The recent overturning of Roe v. Wade and Casey v. Planned Parenthood by the Supreme Court has shattered traditional notions of the highest court in the land. SCOTUS was previously viewed by scholars and the public as the less political branch due to its judicial independence and trends toward consensus but has now become another victim of increasing polarization striking political elites. Even more prescient in my mind, as well as my fellow writers, however, is the self-proclaimed “originalism” of a collection of the justices.
Originalism is a judicial philosophy formed by Justice Scalia in response to the perceived judicial activism of SCOTUS. This philosophy purports that, when facing a constitutional question, one must refer to the law using its original intent. Consequently, justices rely heavily on the history and legal debate surrounding the law at the time it was written. Of the nine court members, Justices Thomas, Gorsuch, Kavanaugh, Alito and Barrett have all stated they are originalists and their voting records seem to back those claims up.
At first glance, a philosophy stating we should simply follow the text of the Constitution as intended isn’t so unreasonable. But upon further examination, the cracks in the theory reveal themselves.
Two recent decisions made have exemplified these cracks. The first, Dobbs v. Jackson Women’s Health Organization, displays a shocking lack of awareness of the legal history of women despite its effects being felt the most by women. The second, New York State Rifle Association Inc. v. Bruen, completely ignores the scholarly debate surrounding the second amendment and attempts to politicize history.

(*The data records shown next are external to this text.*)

PR #3004, opened 2026-09-11
fix(frontend): compare consent-inset probe against resolved safe-area term

### LINKED ISSUE #2806: consentInsetAssertion probe can report a false failure on short viewports with a home indicator
Found in review of #2797 by a second desk, classified there as a false-alarm-only finding and carried rather than blocking the merge. Filing it so it is not carried silently.

## What is wrong

`consentInsetAssertion.ts` picks the inset to probe with:

```ts
const inset = Math.min(252, viewportHeight - HEADER_PX - MIN_H_PX - 1);
if (inset <= TAB_BAR_PX) { /* refuse */ }   // TAB_BAR_PX = 72
```

The CSS it is probing does not use `72px`. It uses `max(72px + env(safe-area-inset-bottom, 0px), var(--yc-consent-inset, 0px))`.

So the guard compares against `72` while the real competing term is `72 + env`. On a device with a home indicator (`env` is commonly ~34px) there is a band of viewport heights where the chosen inset beats `72` but loses to `72 + env` - the CSS `max()` then returns the tab-bar term, the shell correctly does not shrink, and the probe reports a **failure that is not a defect**.

```
viewport   inset chosen   beats 72   beats 72+34
   812         252          yes         yes      <- test-runner "mobile"
   800         252          yes         yes      <- test-runner "laptop"
   740         205          yes         yes
   667         132          yes         yes
   640         105          yes         NO       <- false-alarm band
   620          85          yes         NO
   610          75          yes         NO
   600          65          refused     -
```

## Severity: cannot let a defect through

It can only cry wolf. A shell that genuinely ignores the inset still fails, because the failure path does not depend on this boundary - only the *refusal* path does.

And it is unreachable at both viewports the test runner uses (`mobile` 375x812 and `laptop` 1280x800, from `VIEWPORT_SIZES` in `.storybook/test-runner.ts`), where 252 clears 106 with a wide margin. `env(safe-area-inset-bottom)` is also 0 in headless Chromium, so nothing in CI can currently enter the band at all.

## Fix

Read the real term rather than assuming it. The env inset can be resolved at runtime:

```
getComputedStyle(document.documentElement).getPropertyValue('--safe-area-bottom')
```

or by measuring a probe element with `padding-bottom: env(safe-area-inset-bottom)`, and comparing the chosen inset against `TAB_BAR_PX + resolvedEnv` rather than `TAB_BAR_PX`.

The `MIN_H_PX` floor check has the same shape and should be reviewed at the same time.

## Why it is filed rather than fixed inline

The finding arrived on an approved PR with CI green on a heavily contended machine, and pushing would have dismissed the approval and re-run the full suite for a false-alarm path that no configured viewport reaches. That is a judgement about sequencing, not about whether the finding is real - it is real.

aupyay:
## Summary
- `chooseProbeInset` refused/accepted a viewport by comparing the candidate inset against the bare 72px tab-bar height, but the CSS `max()` the two phone shells use actually competes against `72px + env(safe-area-inset-bottom)`.
- On a device with a home indicator this created a band of viewport heights where the probe judged an inset usable, the CSS returned the tab-bar term instead, and the resulting height mismatch was reported as a defect that is not one - the shell was behaving correctly.
- Fixed by resolving the safe-area inset at runtime (a probe element read with `getComputedStyle`, same pattern already used elsewhere in this codebase for the same CSS term) and folding it into the boundary math and both Storybook play functions that drive the shared assertion.
- `MIN_H_PX` floor check is unrelated to `env()` and was left as-is.

Closes #2806

## Test plan
- [x] `pnpm --filter frontend run test -- --testPathPatterns="consentInsetAssertion" --coverage` - 17/17 passing, 99.36% statements/100% functions on the touched file
- [x] Mutation-checked: reverting the boundary fix (`tabBarTerm = TAB_BAR_PX` instead of `TAB_BAR_PX + envInsetPx`) fails the 3 new tests
- [x] `pnpm --filter frontend run type-check` - clean
- [x] `pnpm --filter frontend run lint` - clean (pre-existing unrelated warning in `useLazyAuthStore.ts` only)

### DIFF
--- a/apps/frontend/src/app/__tests__/components/Calendar/responsive/consentInsetAssertion.test.ts
+++ b/apps/frontend/src/app/__tests__/components/Calendar/responsive/consentInsetAssertion.test.ts
@@ -6,6 +6,7 @@ import {
   describeInsetProbe,
   expectedShellHeight,
   measureConsentInsetResponse,
+  resolveEnvInsetPx,
 } from '@/app/features/appointments/pages/AppointmentWorkspace/phone/consentInsetAssertion';
 
 /**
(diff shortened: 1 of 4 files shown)


ankit-yc (approved):
Reviewed exact head c7f6d446c. Safe-area inset propagation is covered by mutation-checked unit tests; local branch coverage is 95.65%; Sonar reports 97.3% new-code coverage and zero new issues; all completed security, Storybook, Chromatic, and E2E checks are green.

In Dobbs, Justice Alito stated, “the right to abortion is not deeply rooted in the Nation’s history and tradition.” Justice Thomas said something quite similar in New York Rifle about the individual’s right to own and carry a gun saying, “the government must demonstrate that the regulation is consistent with the Nation’s historical tradition of firearm regulation.”
Alito claimed “three-quarters of the states made abortion a crime at all stages of pregnancy” and “until the latter part of the 20th century, such a right [to abortion] was entirely unknown in American law” in Dobbs. The problem with this assertion is until the mid-20th century, the idea of women as equal citizens was unknown in American law and society.
Property rights for single women did not arrive until the early 19th century in some states. Married women could not control their personal finances in many states until the late 19th century. Women did not retain the right to vote until 1920. For poor, uneducated and/or non-white women, this right is still being challenged to this day. Of the many laws suppressing women’s rights to bodily autonomy was the infamous Comstock Laws of 1873, which banned any “obscene” material. This massively reduced accessibility to things as small as romance novels to as vital as contraception.
How can Alito claim to have history on his side when the laws he mentions never had the consent of women? The laws he references were written to actively suppress female political influence to near-negligible levels. They have no basis in modern science and actively go against the XIV Amendment’s equal protection clause — they shouldn’t be used to ascertain the constitutionality of abortion.
In the case of New York Rifle v. Bruen, the court found historical evidence of an individual right to gun ownership and no history of regulation based on exemplifying a need for one. However, when looking at the Second Amendment, the text does not show a right to self-defense or to individually own guns. In fact, Sir William Blackstone, a leading thinker in common law, insisted rights are “two-sided,” that guns inherently come with the obligation to properly use and possess them.
Therefore, the existence of a right doesn’t bar regulations intended to protect the public. For some scholars, that means ownership is only within the confines of a trained militia. Upon examining the legal history of the United States, there are plenty of places to look for tight restrictions throughout the country on firearm ownership.
Justice Thomas uses his originalism as an excuse to automatically bar New York from enacting their gun law partly because he believed there was no history supporting such a law. Thomas was correct in stating the law was egregiously unambiguous in its application, but his claim to have history on his side is deceptive and false. History doesn’t take sides, it simply states what happened.
These Justices are not “originalists,” they are would-be autocrats. Their form of originalism places an undue burden on history without regard for public opinion, modern science, legal and political philosophy. It fervently strives to collectively hold our nation back.
While the original purpose of the Constitution is important to look at for the baseline of the decision, it is absurd to look at our history for answers. Our history is muddy, covered in dark times as well as unequivocally bright ones. We have a history of subjugation, discrimination and bigotry. But we also have a history of resilience, courage and progress. SCOTUS’ decisions should never be based on American history alone, as that simply allows the Court to cherry-pick history to fit their agenda.